Pada kecelakaan akibat asam fluoride, pemberian kalsium glukonat 10% di bawah jaringan yang terkena dapat bermanfaat mencegah ion fluor menembus jaringan dan menyebabkan dekalsifikasi tulang. Ion fluor akan terikat menjadi kalsium fluoride yang tidak larut. Jika ada luka dalam, maka diperlukan debridement yang disusul cangkok kulit dan rekonstruksi.
Pajanan zat kimia pada mata perlu tindakan darurat berupa irigasi dengan air atau sebaiknya larutan garam 0,9% secara terus menerus sampai penderita dirawat di rumah sakit. Penyiraman sering sukar dilakukan karena biasanya timbul blefarospasme atau otot kelopak mata berkedut.
Obat-obatan yang digunakan terutama adalah obat topikal. Terapi antibiotik topikal diberikan pada luka bakar dermal dan ocular.
Kalsium atau garam magnesium digunakan untuk luka bakar asam fluoride. Sedangkan untuk menghilangkan rasa nyeri dapat digunakan obat-obatan analgesik terutama dari golongan AINS (anti inflamatori non steroid) karena dapat menghambat pembentukan prostaglandin.

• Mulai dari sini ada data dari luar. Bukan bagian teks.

Issue #1597, opened 2019-11-17
Exclude is not respected when building package.


mhozza:
- [x] I am on the [latest](https://github.com/sdispater/poetry/releases/latest) Poetry version.
- [x] I have searched the [issues](https://github.com/sdispater/poetry/issues) of this repo and believe that this is not a duplicate.
- [x] If an exception occurs when executing a command, I executed it again in debug mode (`-vvv` option).

- **OS version and name**: Linux 5.3.11-arch1-1
- **Poetry version**: 1.0.0b5
- **Link of a [Gist](https://gist.github.com/) with the contents of your pyproject.toml file**: https://gist.github.com/mhozza/345f427c76880295fe5c8b3d630925d6
## Issue

Exclude is not respected when building package.

I have `**/node_modules/**` in my `.gitignore` and I also included `exclude = ["**/node_modules"]` in my pyproject.toml file, but none of them causes the _node_modules_ to be ignored.

When I do `poetry build -vvv` I see a lot of lines similar to:
```
 - Adding: /home/mio/source/trojstenweb/trojsten/special/plugin_prask_2_4_1/static/plugin_prask_2_4_1/js/node_modules/babel-preset-es2015/node_modules/babel-plugin-transform-es2015-block-scoping/node_modules/babel-runtime/node_modules/core-js/fn/log.js
```

finswimmer:
Hello,

this is already fixed by https://github.com/sdispater/poetry/pull/1464 but obviously it is not included in the current version

Can you please check the output of `git ls-files --others -i --exclude-standard`? Because I would thought that the `.gitgnore` should work. If the files you want to excluded that you have already added them with `git add`. You will have to remove them from the git tracking. 

Nevertheless with the fix already in dev the `pyproject.toml` should work.

@sdispater Is this correct that the fix isn't in the current release?

mhozza:
Thanks for the response.

`git ls-files --others -i --exclude-standard` contains these files. I'm quite sure they are not commited to the repository or added using `git add`.
`exclude = ["**/node_modules/**/*"]` makes no difference, so I'm not sure if the fix will actually help. I'm wondering if recursive glob should be used.

Not sure if relevant, but I also have

```toml
packages = [
  { include = "trojsten"}
]
```
in my pyproject.toml file.

finswimmer:
I had the time to take a closer look at this:

* In any case have the `.gitignore` version works for me
* `exclude = ["**/node_modules/**/*"]` works
[...]

PR #1606, opened 2019-11-19
FIX: Regression of not excluding files from build

finswimmer:
This PR changes the way, how it is checked if a file should be excluded from build.

Fixes: #1597 

# Pull Request Check List

### DIFF
--- a/poetry/masonry/builders/builder.py
+++ b/poetry/masonry/builders/builder.py
@@ -2,9 +2,11 @@
 import re
 import shutil
 import tempfile
+
 from collections import defaultdict
 from contextlib import contextmanager
-from typing import Set, Union
+from typing import Set
+from typing import Union
 
 from clikit.api.io.flags import VERY_VERBOSE
 
@@ -13,9 +15,11 @@ from poetry.utils._compat import glob
 from poetry.utils._compat import lru_cache
 from poetry.utils._compat import to_str
 from poetry.vcs import get_vcs
+
 from ..metadata import Metadata
 from ..utils.module import Module
 from ..utils.package_include import PackageInclude
+
 
 AUTHOR_REGEX = re.compile(r"(?u)^(?P<name>[- .,\w\d'’\"()]+) <(?P<email>.+?)>$")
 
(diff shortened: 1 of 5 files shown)


sdispater:
@finswimmer Shouldn't this be based on `master`?

finswimmer:
Maybe? :) Because my PR https://github.com/sdispater/poetry/pull/1464 was based on develop I did here the same way.

Any easy way to switch?

sdispater:
@finswimmer Oh sorry, I thought it was a bug fix but it was actually a regression fix for your previous PR so `develop` is good :-)

sdispater:
@finswimmer I changed the base branch to `master` since your previous fix is already on `master`. You will need to rebase your branch onto `master`.

finswimmer:
@sdispater: That was a hard work doing my first rebase. But now I got it (I think) :rocket:

sdispater:
@finswimmer I don't think your rebase went well since this PR includes commits that are not relevant to your changes. You only need to rebase your 4 commits onto `master`. You might want to use `git rebase --onto` in order to change the base branch.

finswimmer:
TIL: Never ever (never!) use the wrong branch!

Better now?

poetry/masonry/builders/builder.py
```diff
@@ -112,10 +102,18 @@ def find_excluded_files(self):  # type: () -> Set[str]
         return result
 
     def is_excluded(self, filepath):  # type: (Union[str, Path]) -> bool
-        if not isinstance(filepath, basestring):
-            filepath = filepath.as_posix()
+        exclude_path = Path(filepath)
+
+        while True:
```
sdispater: Why not `while len(exclude_path.parts) > 1`?

I try to avoid `while True` statements to have a more explicit condition.

finswimmer: Because - at least in theory - the root folder could be excluded as well. (Which doesn't make sense, if you want  to build a package, but people have sometimes strange ideas).

Of course I could check this if I leave the loop. If you would like this more, I could implement it.

sdispater: You know what? We can leave it like this for now. I don't think this is too much of an issue.

mhozza:
Can confirm the fix works. Thanks!

PR #1630, opened 2019-11-25
fixes issue where exporting to requirements.txt always prepends -e to dependencies

petergaultney:
fixes issue where exporting to requirements.txt always prepends -e to dependencies even if they're not directory dependencies that are installed as editable.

Terapi steroid masih dalam kotroversial, tetapi mungkin lebih baik untuk pengobatan dalam peradangan saluran nafas bagian atas. Belum ada bukti yang menunjukkan bahwa terapi steroid menurunkan kejadian pembentukan penyempitan luka. Steroid malah dapat mempengaruhi timbulnya tanda-tanda infeksi dan kemungkinan perforasi.
Selain itu, pasien juga diberikan cairan IV untuk mengganti kehilangan cairan yang terjadi.